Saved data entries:

##########

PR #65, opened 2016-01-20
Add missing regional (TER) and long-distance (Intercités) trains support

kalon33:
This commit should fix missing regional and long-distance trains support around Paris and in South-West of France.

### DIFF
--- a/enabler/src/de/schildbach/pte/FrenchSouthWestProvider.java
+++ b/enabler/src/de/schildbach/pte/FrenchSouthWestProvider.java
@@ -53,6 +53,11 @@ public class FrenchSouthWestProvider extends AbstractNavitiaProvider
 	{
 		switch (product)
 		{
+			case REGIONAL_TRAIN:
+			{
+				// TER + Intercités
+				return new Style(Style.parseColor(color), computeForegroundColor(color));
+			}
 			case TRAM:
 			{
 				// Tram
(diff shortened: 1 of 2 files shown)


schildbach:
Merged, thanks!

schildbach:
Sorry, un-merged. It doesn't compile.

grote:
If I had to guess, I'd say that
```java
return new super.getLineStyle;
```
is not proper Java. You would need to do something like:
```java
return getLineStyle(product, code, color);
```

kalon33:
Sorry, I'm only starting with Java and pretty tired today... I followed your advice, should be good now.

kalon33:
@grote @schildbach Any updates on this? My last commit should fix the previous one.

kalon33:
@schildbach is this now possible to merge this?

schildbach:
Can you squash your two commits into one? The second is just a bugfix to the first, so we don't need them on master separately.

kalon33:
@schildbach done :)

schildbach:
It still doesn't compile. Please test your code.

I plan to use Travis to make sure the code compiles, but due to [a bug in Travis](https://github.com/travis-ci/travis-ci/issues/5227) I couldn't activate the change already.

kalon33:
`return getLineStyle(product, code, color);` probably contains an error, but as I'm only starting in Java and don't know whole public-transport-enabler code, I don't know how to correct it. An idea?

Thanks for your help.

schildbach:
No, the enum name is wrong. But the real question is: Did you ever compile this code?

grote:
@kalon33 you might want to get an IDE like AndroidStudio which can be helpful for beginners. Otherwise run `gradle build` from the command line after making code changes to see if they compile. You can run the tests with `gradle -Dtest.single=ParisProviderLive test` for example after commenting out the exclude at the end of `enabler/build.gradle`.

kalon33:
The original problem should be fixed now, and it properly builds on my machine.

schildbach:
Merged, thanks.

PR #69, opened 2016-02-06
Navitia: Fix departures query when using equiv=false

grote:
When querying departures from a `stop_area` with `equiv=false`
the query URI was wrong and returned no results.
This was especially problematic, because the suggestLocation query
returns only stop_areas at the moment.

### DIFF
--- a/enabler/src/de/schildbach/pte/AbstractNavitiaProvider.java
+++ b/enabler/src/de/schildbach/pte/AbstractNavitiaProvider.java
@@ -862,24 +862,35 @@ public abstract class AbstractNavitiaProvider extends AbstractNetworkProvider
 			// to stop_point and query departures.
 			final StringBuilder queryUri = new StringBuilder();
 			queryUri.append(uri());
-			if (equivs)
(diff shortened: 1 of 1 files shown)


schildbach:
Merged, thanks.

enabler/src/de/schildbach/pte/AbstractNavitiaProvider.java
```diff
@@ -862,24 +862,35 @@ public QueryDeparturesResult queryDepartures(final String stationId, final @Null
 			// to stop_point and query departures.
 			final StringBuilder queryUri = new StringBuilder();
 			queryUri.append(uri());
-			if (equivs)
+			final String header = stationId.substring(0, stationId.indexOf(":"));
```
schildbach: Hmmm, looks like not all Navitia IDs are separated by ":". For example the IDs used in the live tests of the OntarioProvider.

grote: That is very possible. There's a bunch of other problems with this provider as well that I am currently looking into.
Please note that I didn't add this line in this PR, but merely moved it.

##########

> [YOUR GOAL]
Show the lines of the records that include the string "long".

> [RESPONSE]
Add missing regional (TER) and long-distance (Intercités) trains support
This commit should fix missing regional and long-distance trains support around Paris and in South-West of France.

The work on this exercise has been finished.